PR #235, opened 2019-01-23
Fix for is_boss_controller method and constants file using Monkey Patch

Rachit7194:
@cdearborn @digambar15 @dpaterson  Guys, i have fix the issue with is_boss_controller method by properly updating it's return value and added missing class in constant.py file. 
Please review it

### DIFF
--- a/src/pilot/constants.patch
+++ b/src/pilot/constants.patch
@@ -1,11 +1,19 @@
---- constants.py	2018-09-19 04:11:26.000000000 -0500
-+++ constants_backup.py	2019-01-08 12:18:12.983836000 -0600
-@@ -20,6 +20,8 @@
- DEFAULT_WSMAN_SSL_ERROR_RETRIES = 3
- DEFAULT_WSMAN_SSL_ERROR_RETRY_DELAY_SEC = 0
+--- constants.py.orig	2019-01-23 14:21:10.077000000 +0000
++++ constants.py	2019-01-23 13:45:52.275000000 +0000
+@@ -75,3 +75,16 @@
+                 cls.reboot_forced_shutdown]
  
-+NOT_SUPPORTED_MSG = " operation is not supported on th"
+ 
++class RaidStatus(object):
++    """Enumeration of different volume types."""
 +
- # power states
- POWER_ON = 'POWER_ON'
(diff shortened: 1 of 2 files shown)


Rachit7194:
I have tested this monkey patch manually and its updates both the files raid.py and constants.py

src/pilot/constants.patch
```diff
@@ -1,11 +1,19 @@
...
-+++ constants_backup.py	2019-01-08 12:18:12.983836000 -0600
-@@ -20,6 +20,8 @@
- DEFAULT_WSMAN_SSL_ERROR_RETRIES = 3
- DEFAULT_WSMAN_SSL_ERROR_RETRY_DELAY_SEC = 0
+--- constants.py.orig	2019-01-23 14:21:10.077000000 +0000
++++ constants.py	2019-01-23 13:45:52.275000000 +0000
+@@ -75,3 +75,16 @@
+                 cls.reboot_forced_shutdown]
  
-+NOT_SUPPORTED_MSG = " operation is not supported on th"
```
cdearborn: The original constants.patch patched in the NOT_SUPPORTED_MSG constant, which the dracclient/resources/raid.py is dependent on.  The new patch does not patch that in.  We need to continue to patch in the NOT_SUPPORTED_MSG constant, or things will break.

cdearborn: Actually, I can see that the NOT_SUPPORTED_MSG constant is available in OSP13z4, so monkey patching it in is no longer needed.  Please ignore my above comment.

src/pilot/dracclient_raid.patch
```diff
@@ -1,205 +1,31 @@
...
-                     raise
+--- raid.py.orig	2019-01-23 15:57:50.655000000 +0000
++++ raid_backup.py	2019-01-23 14:44:59.068000000 +0000
+@@ -588,14 +588,26 @@
+         """
+         return raid_controller_fqdd.startswith('RAID.')
  
-         return is_jbod_capable
-+
-+    def is_raid_controller(self, raid_controller_fqdd):
```
cdearborn: Nice job eliminating these methods from the patch since they are now available in OSP13z4!

PR #238, opened 2019-01-31
CES-10074 - fix for possible osd config file contention if large amou…

gaelrehault:
fix for possible osd config file contention if large amount of storage nodes or slow connectivity to undercloud node.

### DIFF
--- a/src/pilot/assign_role.py
+++ b/src/pilot/assign_role.py
@@ -926,7 +926,7 @@ def generate_osd_config(ip_mac_service_tag, drac_client):
 
     # load the osd environment file
     osd_config_file = os.path.join(Constants.TEMPLATES, "ceph-osd-config.yaml")
-    stream = open(osd_config_file, 'r')
+    stream = open(osd_config_file, 'r+')
     while True:
         try:
             fcntl.flock(stream, fcntl.LOCK_EX | fcntl.LOCK_NB)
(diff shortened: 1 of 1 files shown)


src/pilot/assign_role.py
```diff
@@ -980,18 +994,39 @@ def generate_osd_config(ip_mac_service_tag, drac_client):
...
     # do it the hard way to create something more user friendly
-    with open(osd_config_file + ".orig", 'r') as instream:
-        with open(osd_config_file, 'w') as outstream:
-            for line in instream:
-                if '{}' not in line:
-                    outstream.write(line)
+    instream = open(osd_config_file + ".orig", 'r')
+    while True:
+        try:
+            fcntl.flock(instream, fcntl.LOCK_EX | fcntl.LOCK_NB)
```
cdearborn: I don't think it's necessary to lock on the .orig file.  This file is shipped as part of JetPack and it's never changed.  It should be ok to have multiple threads reading this file at once.

src/pilot/assign_role.py
```diff
@@ -980,18 +994,39 @@ def generate_osd_config(ip_mac_service_tag, drac_client):
...
+    osd_config_str = json.dumps(node_data_lookup, sort_keys=True,
                                         indent=2, separators=(',', ': '))
-            for line in osd_config_str.split('\n'):
-                line = "    " + line + "\n"
-                outstream.write(line)
-
+    for line in osd_config_str.split('\n'):
+        line = "    " + line + "\n"
+        outstream.write(line)
+    fcntl.flock(instream, fcntl.LOCK_UN)
```
cdearborn: It seems like the unlocking and closing should be done in a finally block to ensure this happens even when an exception occurs.

src/pilot/assign_role.py
```diff
@@ -923,8 +926,19 @@ def generate_osd_config(ip_mac_service_tag, drac_client):
...
+    while True:
+        try:
+            fcntl.flock(stream, fcntl.LOCK_EX | fcntl.LOCK_NB)
+            break
+        except IOError as e:
+            if e.errno != errno.EAGAIN:
+                raise
+            else:
+                time.sleep(1)
+    current_osd_configs = yaml.load(stream)
```
cdearborn: I think there still is an issue here.  The scenario that I'm thinking of is 1 thread loads the current config and is then swapped out.  Another thread loads the current config, adds a new config to it and saves the file.  When the 1st thread starts back up, it will overwrite the file, losing the entry that the 2nd thread wrote to it.  To avoid this, I think we would have to lock the file for rw and do everything inside the lock in one shot instead of lock, read, release, lock, write.

gaelrehault:
@cdearborn  should be better now, i tested with > 50 storage nodes and didn t run into any issues

cdearborn:
Looks good!  It looks like there may be some pep8 warnings that need to be cleaned up, but we can do that later.

PR #239, opened 2019-02-04
Realtime raid jbod conversion

Rachit7194:
@cdearborn @digambar15 @dpaterson  Please review the code. Handle realtime support in change_physical_disk_state_wait() method.


src/pilot/assign_role.py
```diff
@@ -1366,13 +1366,21 @@ def change_physical_disk_state_wait(
...
+            realtime = drac_client.is_realtime_supported(controller_id)
+            realtime_controllers.append(realtime)
             job_id = drac_client.commit_pending_raid_changes(
-                controller_id, reboot=False, start_time=None)
+                controller_id, reboot=False, start_time=None,
+                realtime=realtime)
             job_ids.append(job_id)
 
+    # if all contollers support real time then is_reboot_required is false
+    if len(set(realtime_controllers)) == 1:
```
digambar15: if one node has three controllers, and is_realtime_supported returns [True, False, True], in this case set will return [False, True] and len of set is 2 so above condition will always fail

digambar15: this check looks good

cdearborn: The above check will be true if either all of the controllers support realtime or all of the controllers don't support realtime.  I think we need to change this so that it also makes sure that the value is true.

src/pilot/assign_role.py
```diff
@@ -1366,13 +1366,21 @@ def change_physical_disk_state_wait(
     change_state_result = drac_client.change_physical_disk_state(
         mode, controllers_to_physical_disk_ids)
 
+    realtime_controllers = []
     job_ids = []
     if change_state_result['commit_required_ids']:
         for controller_id in change_state_result['commit_required_ids']:
+            realtime = drac_client.is_realtime_supported(controller_id)
```
cdearborn: Calling is_realtime_supported in this loop will beat up the iDRAC a little because it will result in len(change_state_result['commit_required_ids']) list_controller calls to the iDRAC.  I think it would be better to just call list_controllers once just before this loop and build a dict that maps controller_id to a boolean that indicates if the controller supports realtime mode.  This would turn the above line into a lookup into the dict by controller_id.  This would make it so we make fewer calls to the iDRAC, which will speed things up, and not put unnecessary stress on the iDRAC.

src/pilot/assign_role.py
Rachit7194: Updated in new PR[#254](https://github.com/dsp-jetpack/JetPack/pull/254)

src/pilot/assign_role.py
Rachit7194: Updated in new PR[#254](https://github.com/dsp-jetpack/JetPack/pull/254)

Rachit7194:
Guys i have created a new PR with reference to this PR 
Duplicate of #[254](https://github.com/dsp-jetpack/JetPack/pull/254). So closing this PR.

PR #240, opened 2019-02-05
iDRAC not ready for discover_nodes

mpardhi23:
@cdearborn @digambar15 Please review the code. Invoke made using is_idrac_ready() method in discover_nodes module.

### DIFF
--- a/src/pilot/discover_nodes/discover_nodes.py
+++ b/src/pilot/discover_nodes/discover_nodes.py
@@ -447,20 +447,7 @@ def is_idrac(client):
     # This determines whether or not an IPv4 address is a WS-Man
     # endpoint and iDRAC.
     #
-    # The Dell Common Information Model's (DCIM) DCIM_iDRACCardView
-    # class is leveraged. That class is documented in the "iDRAC Card
-    # Profile"
-    # (http://en.community.dell.com/techcenter/extras/m/white_papers/20441091/download),
-    # which is part of the DCIM Extensions Library Profile Collection.
-    # The collection is available at
-    # http://en.community.dell.com/techcenter/systems-management/w/wiki/1906.dcim-library-profile.
-    #
-    # An instance of that class represents an iDRAC's information. This
-    # assumes that at most only one (1) instance can be obtained from a
-    # WS-Man service implementation that is an iDRAC. WS-Man's Enumerate
-    # operation is used to obtain it.
-    #
-    # since the GetRemoteAPIStatus call is vendor specific, if the
+    # Since the GetRemoteAPIStatus call is vendor specific, if the
     # server responds then that is sufficient to determine that it's an iDRAC.
     # Squelch a couple of chatty libraries.
     dracclient_wsman_logger = logging.getLogger('dracclient.wsman')
@@ -470,7 +457,7 @@ def is_idrac(client):
     requests_logger.disabled = True
 
     try:
-        return client.client.is_idrac_ready()
+        is_ready = client.client.is_idrac_ready()
     except dracclient.exceptions.WSManInvalidResponse as e:
         # Most likely the user credentials are unauthorized.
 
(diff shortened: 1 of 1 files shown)


src/pilot/discover_nodes/discover_nodes.py
```diff
@@ -501,15 +501,8 @@ def is_idrac(client):
...
-    if doc is None:
-        return False
-
-    return dracclient.utils.get_wsman_resource_attr(
-        doc,
-        DCIM_iDRACCardView,
-        'DeviceDescription') == 'iDRAC'
-
+    
+    return is_ready
```
cdearborn: The server is an iDRAC if the is_idrac_ready call returns true or false.  As a result we don't want to return the value of is_ready, we just want to return a hard-coded true if no exception occurred.

src/pilot/discover_nodes/discover_nodes.py
```diff
@@ -473,7 +473,7 @@ def is_idrac(client):
     requests_logger.disabled = True
 
     try:
-        doc = client.client.enumerate(DCIM_iDRACCardView)
+        is_ready = client.client.is_idrac_ready()
```
cdearborn: Can you change the comment for this method so that it no longer references DCIM_iDRACCardView?

You could replace it with a comment that just says that since the GetRemoteAPIStatus call is vendor specific, if the server responds to that then that is sufficient to determine that it's an iDRAC.

mpardhi23: Updated the comment and also changed the return value as suggested.

mpardhi23:
Tested the code changes with the suggested approach.
Case-1:  Ran is_idrac_ready.py successfully, when node is in life-cycle controller setup.
Case-2: Ran discover_nodes.py successfully, when node is in life-cycle controller setup.
Case-3: Ran config_idrac.py successfully, when node is out of life-cycle controller setup.

src/pilot/discover_nodes/discover_nodes.py
```diff
@@ -460,11 +460,8 @@ def is_idrac(client):
     # WS-Man service implementation that is an iDRAC. WS-Man's Enumerate
     # operation is used to obtain it.
     #
-    # This returns true if the Enumerate operation succeeds, the
-    # response contains an DCIM_iDRACCardView instance, the instance has
-    # a 'DeviceDescription' property, and the value of that property is
-    # 'iDRAC'; otherwise, false is returned.
-
+    # since the GetRemoteAPIStatus call is vendor specific, if the
```
cdearborn: Can you remove lines 450-461 since they are no longer correct?

src/pilot/discover_nodes/discover_nodes.py
```diff
@@ -473,7 +470,7 @@ def is_idrac(client):
     requests_logger.disabled = True
 
     try:
-        doc = client.client.enumerate(DCIM_iDRACCardView)
+        return client.client.is_idrac_ready()
```
cdearborn: We don't want to return a value indicating if the idrac is ready or not.  We want to return True if the is_idrac_ready call does not throw an exception regardless of if it returns True or False.

mpardhi23: Updated code in is_idrac() method for return value as suggested and also tested the code changes with the suggested approach.
Removed the lines which are referencing to DDCIM_iDRACCardView in comments.

src/pilot/discover_nodes/discover_nodes.py
```diff
@@ -501,14 +485,8 @@ def is_idrac(client):
...
         dracclient_wsman_logger.disabled = False
-
-    if doc is None:
-        return False
-
-    return dracclient.utils.get_wsman_resource_attr(
-        doc,
-        DCIM_iDRACCardView,
-        'DeviceDescription') == 'iDRAC'
+    if is_ready in (True, False):
```
cdearborn: The above line is not needed.  If any exception occurs, it will be caught above at line 496.  If we made it this far in the code, then the server responded to the is_idrac_ready check, so we can just "return True" here.

mpardhi23: Removed extra if statement and updated the code returning "True" value.

PR #242, opened 2019-02-07
Add support for Glance Backend Option

rajinir:
Define the backend to use for Glance in the ini file.
For cinder
glance_backend=cinder
Set to rbd to use ceph as backend.
glance_backend=rbd
Set to file to use file-based storage for images.
glance_backend=file
And deploy overcloud
Note: cinder has to be configured to use the right backend
if cinder is choosen

### DIFF
--- a/src/deploy/osp_deployer/director.py
+++ b/src/deploy/osp_deployer/director.py
@@ -438,6 +438,7 @@ class Director(InfraHost):
         osd_dedicated_devices = "    dedicated_devices:\n"
         domain_param = "  CloudDomain:"
         rbd_backend_param = "  NovaEnableRbdBackend:"
+        glance_backend_param = "  GlanceBackend:"
         ceph_pool_default_size_param = "  CephPoolDefaultSize:"
         ceph_pool_default_size = 3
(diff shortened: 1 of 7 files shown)


heydog15:
Looks good to me.  Waiting on Gael's review.

gaelrehault:
"_Note: cinder has to be configured to use the right backend if cinder is choosen_"
Could you expand on that please ?

gaelrehault:
Could you update the xsp and csp profiles definition (json's) to enforce the allowed values for glance_backend (file, rbd or cinder)

rajinir:
> Could you update the xsp and csp profiles definition (json's) to enforce the allowed values for glance_backend (file, rbd or cinder)

Done. Good suggestion. Also added swift as another option.

rajinir:
> "_Note: cinder has to be configured to use the right backend if cinder is choosen_"
> Could you expand on that please ?

These are options for glance backend , if cinder is specified, then whatever default cinder-volume  backend configured will be used. Same with swift and if rbd is choosen will use ceph.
━━━━━━━━━━
Copy out, from the data above, every line holding the word "append".

+            realtime_controllers.append(realtime)
             job_ids.append(job_id)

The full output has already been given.